In Spanish, carnitas means “little meats,” and this is probably the most popular taco in Mexican cuisine. The pork pieces are succulent, juicy, and rich with a browned crust from frying—perfect for tacos. The best places in Mexico for this taco are at carnitas restaurants. Every town has one or more, some open only on weekends. You’ll see huge cauldrons—thirty gallons or more—of boiling pork fat holding whole pork loins, shoulders, and other big cuts like ribs. The chef closely monitors the frying temperature, pulling out the meat at just the right moment—when cooked, but still juicy. Customers say which cut they want and how much, always getting a mixture of lean and fatty meats, which make better tacos. The meat is weighed and chopped. Once you’ve paid, you take your carnitas to a table set up with fresh tortillas and bowls of salsa. Order a couple of cold beers and you are in taco heaven. This recipe is much simpler and easier, and the carnitas are great.
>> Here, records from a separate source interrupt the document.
PR #233, opened 2016-05-13
Peek only non expired messages

danielmarbach:
The current code base does always peek even expired messages, stream them from the server to the client, reads the data row into memory and the checks then if the message is expired. 

The benefit of the previous approach was that expired messages get deleted one by one by the receive loop and if there are leftovers the will be swept away by the purge expired messages cleaner. The drawback is that each and every messages needs to be loaded into the client, and the expired field needs to be checked.

With these changes expired messages will no longer add to the peek count and will no longer be peeked. They will only be swept away when the expired messages cleaner kicks in. The drawback here is that depending on the cleaner interval and the insertion rate the table might fill itself faster. In my opinion this is the better tradeoff then unnecessarily load expired messages to the client and pay the whole price of latency, memory and more.

We might need to think about exposing

PurgeTaskDelayTimeSpan
PurgeBatchSize

to the users. But that is a topic for another discussion or PR.

### DIFF
--- a/src/NServiceBus.SqlServer/Queuing/MessageRow.cs
+++ b/src/NServiceBus.SqlServer/Queuing/MessageRow.cs
@@ -64,9 +64,8 @@
             row.correlationId = await GetNullableAsync<string>(dataReader, 1).ConfigureAwait(false);
             row.replyToAddress = await GetNullableAsync<string>(dataReader, 2).ConfigureAwait(false);
             row.recoverable = await dataReader.GetFieldValueAsync<bool>(3).ConfigureAwait(false);
-            row.timeToBeReceived = await GetNullableValueAsync<int>(dataReader, 4).ConfigureAwait(false);
-            row.headers = await GetHeaders(dataReader, 5).ConfigureAwait(false);
-            row.bodyStream = await GetBody(dataReader, 6).ConfigureAwait(false);
+            row.headers = await GetHeaders(dataReader, 4).ConfigureAwait(false);
+            row.bodyStream = await GetBody(dataReader, 5).ConfigureAwait(false);
 
             return row;
         }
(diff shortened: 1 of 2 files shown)


MarcinHoppe:
@danielmarbach Both purge parameters are exposed via settings, just not documented. This was a deliberate decision on our part. If we merge this PR, then role of these settings will be more important and we probably need to add them as first-class citizens to the code-first API.

Another concern here is how do we select default value of the delay and how do we test the impact of this change on throughput?

MarcinHoppe:
Also, we should probably have an ATT in place that checks that expired messages are indeed purged from the queue table at one point.

Other than that, LGTM.

SzymonPobiega:
I would love to include that in the RC. How can we make sure the change in the query does not slow down receiving if there is no expired messages?

Would that lab environment be helpful here? /cc @tmasternak

MarcinHoppe:
We also need to check what are the performance implications when there is no index on the `Expires` column.

danielmarbach:
I definitely think we should get this in! Can we make some progress on this one?

danielmarbach:
Rebased

MarcinHoppe:
@danielmarbach We should test this thoroughly. Next week? :smile:

tmasternak:
@MarcinHoppe What kind of tests do you have in mind? I'm asking because maybe it's worth to setup something more reusable in AWS?

MarcinHoppe:
@tmasternak Performance tests. I would like to determine if and how this affects performance. Myself and @danielmarbach are planning some perf work on the transport next week.

tmasternak:
Are you going to use `EndToEnd` test or something more specific to `SqlTransport`?

MarcinHoppe:
I think we will first define what we want to measure and then determine how to measure it. Does this qualify as an answer? :grin:

tmasternak:
@SzymonPobiega is working on AWS test environment. I would vote to test it there and merge this one if possible.

tmasternak:
This one is already taking too long to merge. I've done some testing on my local box and execution plans for old and new quires are the same. 
image

If we see any problems with performance once it goes through `EndToEnd` test suite we can backtrack.

PR #252, opened 2016-06-08
Early closing of SQL connection in the ambient transaction mode.

SzymonPobiega:
Closing the SQL connection before invoking the pipe allows other things in the pipe (e.g. persistence) that use the same `TransactionScope` to open their connections without necessarily escalating to DTC (if both connections have the same connection string). The flow would be following:

1. Create `TransactionScope`
1. Open transport connection
1. Receive message
1. Close transport connection
1. Execute the pipe
1. Open persistence connection
1. Handle the message
  1. Enqueue message to be sent (batching)
  1. Open immediate dispatch `TransactionScope`
    1. Open immediate dispatch connection
    1. Send the message
    1. Close the immediate dispatch connection
  1. Dispose immediate dispatch `TransactionScope`
1. Close persistence connection
1. Open batch dispatch connection
1. Send batched messages
1. Close batch dispatch connection
1. Dispose transport `TransactionScope`

NOTE: Because the connection is closed early, there is no way for a handler to get that connection. But this should not be an issue because the handler is free to open its own connection and, if the connection string matches, it would not cause DTC escalation.

[here](https://github.com/Particular/docs.particular.net/pull/1594) a doco pull that assumes this is merged and provides info how to handle handlers that access the transport connection during 2->3 upgrade.

### DIFF
--- a/src/NServiceBus.SqlServer/Receiving/ReceiveWithTransactionScope.cs
+++ b/src/NServiceBus.SqlServer/Receiving/ReceiveWithTransactionScope.cs
@@ -43,8 +43,9 @@
                 using (var pushCancellationTokenSource = new CancellationTokenSource())
                 using (var bodyStream = message.BodyStream)
                 {
+                    connection.Close();
+
                     var transportTransaction = new TransportTransaction();
-                    transportTransaction.Set(connection);
                     transportTransaction.Set(Transaction.Current);
 
                     var pushContext = new PushContext(message.TransportId, message.Headers, bodyStream, transportTransaction, pushCancellationTokenSource, new ContextBag());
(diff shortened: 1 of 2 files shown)


dvdstelt:
@SzymonPobiega : I'm not completely aware what you're trying to achieve here. But from what I understand, if batching is used and the user doesn't open its own connection, then the transaction won't be promoted to DTC. Whereas in the old situation you'd keep the connection open and it always gets promoted to DTC. So the change that it doesn't get promoted is very, very slim, but could happen.

SzymonPobiega:
@dvdstelt in the old (current) code, the batching sends re-use the receive connection so it does not get promoted to DTC. So it seems like the behavior wrt promotion is similar. 

What I am trying to achieve is simplify (and fix) the core related to sharing transaction context between SQL transport and NH persistence. The current one is using a shared connection while what I am proposing here is using separate connections while still sharing a transaction scope.

SzymonPobiega:
@Particular/sqlserver-transport-maintainers do you agree with my reasoning?

SzymonPobiega:
Rebased. @tmasternak plase merge when green.

SzymonPobiega:
Green.

PR #283, opened 2016-07-22
MessageDispatcher no longer uses LINQ and the allocations that come with it

danielmarbach:
LINQ is expensive both in terms of allocs and time it takes. In the core we are trying to avoid it on hot paths.


danielmarbach:
Will add more details soon

tmasternak:
LGTM

PR #290, opened 2016-08-16
[WIP] Overriding queue name via EndpointInstance property

SzymonPobiega:
Connects to https://github.com/Particular/NServiceBus/pull/4064

An acceptance test that verifies the behavior is a part of the parent PR.


MarcinHoppe:
@SzymonPobiega Said this is not necessary because the SQL transport does not support file based routing.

Swordfish with Achiote and Orange

An achiote rub is the classic Yucatan way of marinating fish. I tasted this rub for the first time in Isla Mujeres in the early 1970s, when you could still live on the beach in a palapa and hammock, eat great seafood, and drink cold beers for a few dollars per day. The fishermen would rub fish with an achiote-citrus paste and grill them on the beach over fires made from coconut husks. When I worked at Chez Panisse in the late 1970s, I duplicated this rub from my taste memory for some of their famous garlic festivals. The light citrus flavors of the achiote paste are a beautiful contrast to the oily texture of the swordfish. If you don’t have swordfish, use another meaty ocean fish such as wahoo or mahi mahi.

Coctél De Mariscos

What Mexicans call a cóctel de mariscos is similar to what most Americans think of as a mixed seafood cocktail. Every port city of Mexico, even inland Mexico City, offers them (look for a sign advertising mariscos or shellfish). Mexico has some of the freshest seafood in the world, and definitely some of the spiciest. Look for stands where you can smell the ocean and see the seafood without a blanket of sauce so you can judge freshness by color and aroma. The classic accompaniment is crispy tortilla rounds—either chipotle or corn-flavored (usually found next to the tortilla chips in a Mexican market; saltine crackers are another option). You need the crunchy texture of the fried tortilla against the softer, juicier texture of the seafood—so this works great in a crispy taco shell as I’ve done here.

Dungeness Crab with Fennel

Mexico is blessed with one of the largest coastlines in the world, touching two oceans and two seas. Consequently, it has a very rich and diverse seafood culture. One of the centers for great seafood eating, including crab, is the Atlantic port Veracruz. Seafood vendors populate the market, their counters painted in the hottest tropical colors and the marinated catch of the day displayed in huge sundae glasses. Order mariscos of just one type or mix and match—the vendors compete with one another to make bigger cocktails in their own special way. When shopping for fennel, look for ones with tops intact; they add extra freshness to a recipe and a more complete fennel taste. If you cannot find fennel with tops, garnish with one teaspoon chopped fresh tarragon. For extra splash at a more formal party, slices of black truffles (if you want to splurge) or a few drops of truffle oil add elegance.